There needs to be an interim fix because industry is still working the bugs out of RFID, Rudominer said. Industry also has been slow to implement RFID, with only 10 prescription drugs expected to use the technology this year, a recent study shows. Industry has opposed paper pedigrees because of their additional cost and time burdens, said Rudominer. While the Prescription Drug Marketing Act of 1988 requires paper pedigrees, the law has had a temporary stay applied to it by the FDA and as a result has not been enforced. PhRMA, however, has urged the FDA to move forward with a paper-based system, saying the industry can't wait for electronic pedigrees.

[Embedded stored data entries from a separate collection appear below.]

PR #432, opened 2022-01-06
Adding new 5.1 test for defaultmap with present clause for scalars

tmh97:
Currently fails with latest llvm, I believe due to compiler error. If the **defaultmap(present: scalar)** is switched with **map(present, alloc: scalar_var, float_var, double_var)** the code compiles and runs fine.

### DIFF
--- a/tests/5.1/target/test_target_defaultmap_present_scalar.c
+++ b/tests/5.1/target/test_target_defaultmap_present_scalar.c
@@ -32,7 +32,7 @@ int test_defaultmap_present_scalar() {
    double_var = 12.22;
 
    #pragma omp target enter data map(to: scalar_var, float_var, double_var)
-   #pragma omp target map(tofrom: errors) map(present, alloc: scalar_var, float_var, double_var)
+   #pragma omp target map(tofrom: errors) defaultmap(present: scalar)
    {
       if(scalar_var != 1){errors++;}
       if(float_var != 10.7f){errors++;}
--- a/tests/5.1/target/test_target_defaultmap_present_scalar.c
+++ b/tests/5.1/target/test_target_defaultmap_present_scalar.c
@@ -1,0 +1,58 @@
+//===--- test_target_defaultmap_present_scalar.c ----------------------------===//
+//
+//  OpenMP API Version 5.1 Aug 2021
+//
+//  This test checks behavior of the defaultmap clause when the specified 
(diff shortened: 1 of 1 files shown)


spophale (approved):

nolanbaker31 (approved):

tob2:
> Currently fails with latest llvm, I believe due to compiler error. If the **defaultmap(present: scalar)** is switched with **map(present, alloc: scalar_var, float_var, double_var)** the code compiles and runs fine.

The problem is that map modifiers require that the map-type modifier comes always last and is prsent. While it is fine that "close" or "always, none of the map types makes sense for "present".

For OpenMP 5.1, that's in "2.21.7.1 map Clause", https://www.openmp.org/spec-html/5.1/openmpsu119.html#x154-1840002.21.7.1

`map([[map-type-modifier[,] [map-type-modifier[,] ...]] map-type: ] locator-list)`

Note: the map-type is required if a map-type-modifier (such as "present") is specified.

In OpenMP 5.2, the "ultimate" property of the "map-type" has the same effect.

Thus, I suggest to fix the testcase by adding a map modifier – I think any will do, but "alloc" seems to make most sense.

Crossref: OpenMP spec Issues 3193 (if you have access) discusses the same issue. Thus, it will likely be fixed in OpenMP 6.0 and, assuming there will be one, the next Technical Report (TR11?) that is likely to be released before OpenMP 6.0.

tob2:
IGNORE my mutter above - while it is correct, that remark was about `map` and not `defaultmap`.

This testcase uses `defaultmap` and there `present` is explicitly permitted, cf. https://www.openmp.org/spec-html/5.1/openmpsu119.html#x154-1860002.21.7.3

tob2:
`defaultmap(present)` is valid IMHO. Thus, LLVM has a bug if it rejects it as you described.

From the behavior (first comment in this PR, esp. `present, alloc` part), it looks as if LLVM re-uses the parse function for `map` for `defaultmap`.

For GCC: `present` has not yet been implemented – hence, it is currently always rejected (cf. also https://gcc.gnu.org/onlinedocs/libgomp/OpenMP-Implementation-Status.html )

> (potentially the same as in issue 3193, i am looking to get access to that repo now)

Contributions to the spec (bug reports, wording suggestions, etc.) are welcome :-)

Burton is unwilling to add the paper manifest requirement, said his spokesman Stephen Schatz. While all plans to address counterfeiting have their own merits, "we believe our bill is superior" because it complements the efforts of the FDA and companies such as Pfizer, he added. The bill "gives the marketplace and relevant government agencies leeway to develop their plans" as well as ensuring "the safety of the American drug chain," he said. Industry and the agency have favored an electronic tracking system.